**TASK GOAL:** Report back each line of the records that contains the string "apart".

**DATA SHOWN:**
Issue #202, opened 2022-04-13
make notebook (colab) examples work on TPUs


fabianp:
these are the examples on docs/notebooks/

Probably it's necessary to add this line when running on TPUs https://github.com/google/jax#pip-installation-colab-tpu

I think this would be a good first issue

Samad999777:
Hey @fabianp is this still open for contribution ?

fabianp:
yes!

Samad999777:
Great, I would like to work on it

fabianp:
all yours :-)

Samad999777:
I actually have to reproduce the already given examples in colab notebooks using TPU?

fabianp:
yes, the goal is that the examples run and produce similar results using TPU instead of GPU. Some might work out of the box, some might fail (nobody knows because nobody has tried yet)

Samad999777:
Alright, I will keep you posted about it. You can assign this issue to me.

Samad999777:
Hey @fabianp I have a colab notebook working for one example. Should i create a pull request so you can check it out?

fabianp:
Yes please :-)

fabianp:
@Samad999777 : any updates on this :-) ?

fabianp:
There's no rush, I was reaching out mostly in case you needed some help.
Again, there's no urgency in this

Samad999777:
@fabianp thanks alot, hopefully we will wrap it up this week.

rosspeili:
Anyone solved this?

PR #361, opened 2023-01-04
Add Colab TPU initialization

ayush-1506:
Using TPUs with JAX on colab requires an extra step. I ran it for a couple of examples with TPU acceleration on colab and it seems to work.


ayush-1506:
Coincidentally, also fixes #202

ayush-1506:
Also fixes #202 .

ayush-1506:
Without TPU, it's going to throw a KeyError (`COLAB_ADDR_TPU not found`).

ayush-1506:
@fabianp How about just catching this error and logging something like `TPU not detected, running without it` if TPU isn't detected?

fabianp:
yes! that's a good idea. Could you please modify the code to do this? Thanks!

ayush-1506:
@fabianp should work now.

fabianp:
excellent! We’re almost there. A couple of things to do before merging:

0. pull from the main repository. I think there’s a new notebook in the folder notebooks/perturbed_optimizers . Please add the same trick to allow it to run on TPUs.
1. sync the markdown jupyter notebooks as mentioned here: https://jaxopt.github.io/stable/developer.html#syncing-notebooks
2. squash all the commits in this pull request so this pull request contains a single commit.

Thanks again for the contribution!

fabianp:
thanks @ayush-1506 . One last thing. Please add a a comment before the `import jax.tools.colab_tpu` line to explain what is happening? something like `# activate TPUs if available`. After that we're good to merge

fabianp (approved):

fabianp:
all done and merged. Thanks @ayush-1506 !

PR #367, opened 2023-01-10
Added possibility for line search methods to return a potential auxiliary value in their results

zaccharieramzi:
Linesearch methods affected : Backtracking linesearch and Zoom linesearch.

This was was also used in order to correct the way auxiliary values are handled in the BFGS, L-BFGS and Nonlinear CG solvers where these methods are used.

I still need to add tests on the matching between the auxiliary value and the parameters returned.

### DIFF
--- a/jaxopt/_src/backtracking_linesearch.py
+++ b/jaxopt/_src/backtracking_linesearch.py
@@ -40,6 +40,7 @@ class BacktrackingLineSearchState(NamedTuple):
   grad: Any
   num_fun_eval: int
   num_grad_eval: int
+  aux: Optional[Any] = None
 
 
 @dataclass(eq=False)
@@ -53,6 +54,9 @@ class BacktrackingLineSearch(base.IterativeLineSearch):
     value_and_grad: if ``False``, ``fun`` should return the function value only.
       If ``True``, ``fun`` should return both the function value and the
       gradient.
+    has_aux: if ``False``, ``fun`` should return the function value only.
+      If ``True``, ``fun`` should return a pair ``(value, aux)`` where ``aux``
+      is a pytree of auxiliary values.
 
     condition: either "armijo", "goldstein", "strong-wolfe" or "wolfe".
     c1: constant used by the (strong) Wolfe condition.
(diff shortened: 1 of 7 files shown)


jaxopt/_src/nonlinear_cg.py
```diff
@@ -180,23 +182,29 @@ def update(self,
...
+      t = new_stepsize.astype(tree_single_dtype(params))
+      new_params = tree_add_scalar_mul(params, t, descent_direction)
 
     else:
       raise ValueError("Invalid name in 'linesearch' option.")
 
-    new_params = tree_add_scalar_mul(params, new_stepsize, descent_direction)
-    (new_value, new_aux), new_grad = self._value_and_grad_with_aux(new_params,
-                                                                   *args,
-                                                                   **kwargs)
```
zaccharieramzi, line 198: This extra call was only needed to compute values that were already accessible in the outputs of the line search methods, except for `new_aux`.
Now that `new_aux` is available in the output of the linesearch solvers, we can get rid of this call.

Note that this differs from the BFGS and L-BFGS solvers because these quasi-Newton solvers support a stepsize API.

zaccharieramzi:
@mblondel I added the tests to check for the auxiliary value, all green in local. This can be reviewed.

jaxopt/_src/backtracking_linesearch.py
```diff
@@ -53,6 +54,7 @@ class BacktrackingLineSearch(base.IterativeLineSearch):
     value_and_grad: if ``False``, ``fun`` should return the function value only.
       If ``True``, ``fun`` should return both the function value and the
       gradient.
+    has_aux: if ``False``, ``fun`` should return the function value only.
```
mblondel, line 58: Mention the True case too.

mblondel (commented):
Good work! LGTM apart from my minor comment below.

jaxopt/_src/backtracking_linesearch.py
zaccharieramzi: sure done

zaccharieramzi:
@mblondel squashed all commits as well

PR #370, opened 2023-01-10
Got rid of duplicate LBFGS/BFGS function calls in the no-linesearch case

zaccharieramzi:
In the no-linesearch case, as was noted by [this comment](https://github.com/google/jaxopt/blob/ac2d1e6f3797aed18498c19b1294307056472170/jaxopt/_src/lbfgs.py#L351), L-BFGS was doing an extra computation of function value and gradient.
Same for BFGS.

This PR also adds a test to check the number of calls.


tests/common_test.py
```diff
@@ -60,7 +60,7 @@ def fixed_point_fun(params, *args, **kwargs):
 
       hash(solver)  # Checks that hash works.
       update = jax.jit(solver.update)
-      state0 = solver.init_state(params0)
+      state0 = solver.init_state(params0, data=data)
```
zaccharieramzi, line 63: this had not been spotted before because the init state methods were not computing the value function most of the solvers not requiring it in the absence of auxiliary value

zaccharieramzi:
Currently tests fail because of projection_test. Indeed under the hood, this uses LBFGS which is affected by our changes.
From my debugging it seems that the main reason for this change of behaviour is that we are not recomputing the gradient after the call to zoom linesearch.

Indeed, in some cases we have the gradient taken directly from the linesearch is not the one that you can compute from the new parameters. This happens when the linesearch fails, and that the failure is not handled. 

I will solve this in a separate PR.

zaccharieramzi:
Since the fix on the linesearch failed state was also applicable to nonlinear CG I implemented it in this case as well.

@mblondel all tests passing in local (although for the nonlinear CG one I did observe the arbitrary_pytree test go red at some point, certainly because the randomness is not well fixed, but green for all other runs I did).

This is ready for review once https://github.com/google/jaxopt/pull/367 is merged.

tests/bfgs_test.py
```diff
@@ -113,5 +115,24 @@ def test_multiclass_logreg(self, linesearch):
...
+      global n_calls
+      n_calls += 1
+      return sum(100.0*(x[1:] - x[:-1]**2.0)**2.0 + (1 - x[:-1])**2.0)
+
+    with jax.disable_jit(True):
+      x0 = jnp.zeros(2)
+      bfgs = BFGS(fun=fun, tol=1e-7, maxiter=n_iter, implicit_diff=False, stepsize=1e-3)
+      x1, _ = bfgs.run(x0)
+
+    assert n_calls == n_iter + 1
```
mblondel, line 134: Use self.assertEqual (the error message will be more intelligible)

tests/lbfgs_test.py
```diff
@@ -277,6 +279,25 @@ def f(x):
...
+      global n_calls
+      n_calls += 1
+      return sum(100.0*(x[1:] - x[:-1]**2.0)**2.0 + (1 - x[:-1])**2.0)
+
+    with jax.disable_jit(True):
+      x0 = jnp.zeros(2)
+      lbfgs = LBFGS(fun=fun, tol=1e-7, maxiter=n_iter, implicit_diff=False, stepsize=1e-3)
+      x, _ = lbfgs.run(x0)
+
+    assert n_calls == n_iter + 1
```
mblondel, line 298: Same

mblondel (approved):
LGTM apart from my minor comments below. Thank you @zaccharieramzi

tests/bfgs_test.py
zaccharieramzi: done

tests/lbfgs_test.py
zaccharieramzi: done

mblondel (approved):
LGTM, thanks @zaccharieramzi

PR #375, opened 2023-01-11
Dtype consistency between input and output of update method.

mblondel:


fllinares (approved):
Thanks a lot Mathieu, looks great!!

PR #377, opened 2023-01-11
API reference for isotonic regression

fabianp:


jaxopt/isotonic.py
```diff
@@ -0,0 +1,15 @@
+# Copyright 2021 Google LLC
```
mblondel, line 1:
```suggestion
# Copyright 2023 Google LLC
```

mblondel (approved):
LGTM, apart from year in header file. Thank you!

**ANSWER FOR THIS EXERCISE:**
Good work! LGTM apart from my minor comment below.
LGTM apart from my minor comments below. Thank you @zaccharieramzi
LGTM, apart from year in header file. Thank you!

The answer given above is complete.